SSO in On-Prem Deployments
With a Cribl account on certain plan tiers, you can use an identity provider (IdP) to configure Single Sign-On (SSO) using OpenID Connect (OIDC) or Security Assertion Markup Language (SAML) in Cribl.
Configuration details vary for different IdPs, but the general steps for setting up SSO between an IdP and an on-prem Cribl deployment are:
- Set up fallback access.
- Configure OIDC or SAML SSO.
- Verify that SSO is working.
The following guides describe how to configure SSO with a specific IdPs:
If you encounter issues when setting up SSO integration, refer to SSO Troubleshooting.
Limitations
Cribl offers an SP-initiated (Cribl-initiated) flow, but does not support an IdP-initiated SSO flow. As an alternative, you can allow users to initiate login from your IdP instance by creating a chiclet. Follow the guides for Okta/SAML or Okta/OIDC to create a chiclet.
Set Up Fallback Access
When you configure OIDC or SAML SSO, enable local authenticaton to ensure that users aren’t locked out if you have issues with SSO. Local authentication provides fallback access so that users can log in with a username and password.

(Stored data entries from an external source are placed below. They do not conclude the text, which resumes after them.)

PR #3039, opened 2025-04-03
[Windows] Remove extra newlines from diagnostic output.

al45tair:
We are outputting lots of extra newlines on Windows, which makes it hard to read the diagnostics.

rdar://148520063

### DIFF
--- a/Sources/SwiftDiagnostics/DiagnosticsFormatter.swift
+++ b/Sources/SwiftDiagnostics/DiagnosticsFormatter.swift
@@ -293,10 +293,13 @@ public struct DiagnosticsFormatter {
         )
       )
 
-      // If the line did not end with \n (e.g. the last line), append it manually
-      if annotatedSource.last != "\n" {
-        annotatedSource.append("\n")
+      // Remove any trailing newline and replace it; this may seem
+      // counterintuitive, but if we're running within CMake and we let a
+      // '\r\n' through, CMake will turn that into *two* newlines.
+      if let last = annotatedSource.last, last.isNewline {
+        annotatedSource.removeLast()
       }
+      annotatedSource.append("\n")
 
       let columnsWithDiagnostics = Set(
         annotatedLine.diagnostics.map {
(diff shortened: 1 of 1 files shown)


al45tair:
@swift-ci Please test

Sources/SwiftDiagnostics/DiagnosticsFormatter.swift
```diff
@@ -293,10 +310,7 @@ public struct DiagnosticsFormatter {
         )
       )
 
-      // If the line did not end with \n (e.g. the last line), append it manually
```
bnbarham, line 296: Stripping is maybe fine, but it does seem a little overkill. Can't we just check `annotatedLine` instead?

bnbarham (commented):
Nice catch @al45tair!

Sources/SwiftDiagnostics/DiagnosticsFormatter.swift
al45tair: That's what I tried initially, but it didn't completely eliminate the problem. Let me have another go at it and see if I can make that work.

al45tair: So… making it check the line ending properly didn't work before — it left an extra line ending still. Digging a bit further, it appears that the problem is that something upstream of this code is turning

```
... 0d 0a
```

into _two_ line endings. Currently looking to see if I can work out where that's happening (I'm guessing it's on the output side).

al45tair: It seems to be the `llvm::raw_ostream` that's causing this issue. Haven't found where the problem is exactly though; MS's C library doesn't exhibit the same problem with outputting strings containing `0d 0a` sequences instead of just `0a`.

al45tair: Stripping the `0d 0a` line endings and replacing them with `0a` fixes that problem, I might add.

al45tair: OK. I think I have a more efficient approach; we'll still always remove the trailing newline and add our own, but we'll have one less string copy.

al45tair:
@swift-ci Please test

al45tair:

Sources/SwiftDiagnostics/DiagnosticsFormatter.swift
al45tair: The problem wasn't `colorizeSourceLine`, thankfully; it was a combination of the Swift Syntax code not looking for `\r\n` (it should have been using `.last.isNewline`) and CMake messing up if you send `\r\n` through it (it doubles that up to `\r\n\r\n`).

al45tair: Anyway, the fix works now, and it doesn't forcibly strip every time.

PR #3043, opened 2025-04-05
Removes duplicate trivia from UnsafeExprSyntax

TTOzzi:
When creating `UnsafeExprSyntax`, the `leadingTrivia` passed as an argument from `unsafeExpr.leadingTrivia` is already included in `unsafeExpr.unsafeKeyword`, which causes the trivia to be duplicated if it exists. To fix this, I modified the code to avoid passing `leadingTrivia` as an argument. (Similarly, the same applies to `trailingTrivia`.)

I couldn’t find a suitable way to directly test `UnsafeExprSyntax` created via `OperatorTable`, so I verified the change by integrating my local modifications into `swift-format`.
Please let me know if there’s a better way to test this.

### DIFF
--- a/Sources/SwiftOperators/OperatorTable+Folding.swift
+++ b/Sources/SwiftOperators/OperatorTable+Folding.swift
@@ -141,7 +141,6 @@ extension OperatorTable {
     if let unsafeExpr = lhs.as(UnsafeExprSyntax.self) {
       return ExprSyntax(
         UnsafeExprSyntax(
-          leadingTrivia: unsafeExpr.leadingTrivia,
           unsafeExpr.unexpectedBeforeUnsafeKeyword,
           unsafeKeyword: unsafeExpr.unsafeKeyword,
           unsafeExpr.unexpectedBetweenUnsafeKeywordAndExpression,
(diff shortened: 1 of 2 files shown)


ahoppen (commented):
Thanks for the fix @TTOzzi.

You should be able to test this using

```swift
func testTriviaAroundUnsafe() throws {
  let original = ExprSyntax("/*leading*/ unsafe a + b")
  let folded = try OperatorTable.standardOperators.foldAll(original)
  XCTAssertEqual(original.description, folded.description)
}
```

TTOzzi:
> Thanks for the fix @TTOzzi.
> 
> You should be able to test this using
> 
> ```swift
> func testTriviaAroundUnsafe() throws {
>   let original = ExprSyntax("/*leading*/ unsafe a + b")
>   let folded = try OperatorTable.standardOperators.foldAll(original)
>   XCTAssertEqual(original.description, folded.description)
> }
> ```

Thank you for letting me know! 🙇 
I've added test cases for the changes.

ahoppen (approved):
Thanks for the fix!

PR #3047, opened 2025-04-07
 [SwiftParser] Implement `nonisolated(nonsending)` specifier

xedin:
This is part of SE-0461 proposal where `nonisolated` has to be
marked as `nonsending` in type context to indicate that the
function type it's attached to is caller isolated.


xedin:
https://github.com/swiftlang/swift/pull/80668
@swift-ci please test

Sources/SwiftParser/Types.swift
```diff
@@ -691,11 +691,27 @@ extension Parser.Lookahead {
...
       self.hasProgressed(&specifierProgress)
     {
-      self.consumeAnyToken()
+      switch self.currentToken {
+      case .keyword(.nonisolated), .keyword(.dependsOn):
+        self.consumeAnyToken()
+
+        // The argument is missing but it still could be a valid modifier,
+        // i.e. `nonisolated` in an inheritance clause.
+        guard self.at(.leftParen) else {
```
ahoppen, line 704: Should we check that the left parenthesis on the same line as `nonisolated` or `dependsOn`? Eg. to make sure that we parse the following as two statements

```swift
let x: nonisolated
(blah)
```

Sources/SwiftParser/Types.swift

In the sidebar, select Settings > Global.
Under Access Management, select Authentication.
In the Type drop-down menu, select OpenID Connect or SAML 2.0.
In the configuration options, enable Allow login as Local User. Enabling this option means that the login page will include the Log in as Local User button so that users can log in with a username and password.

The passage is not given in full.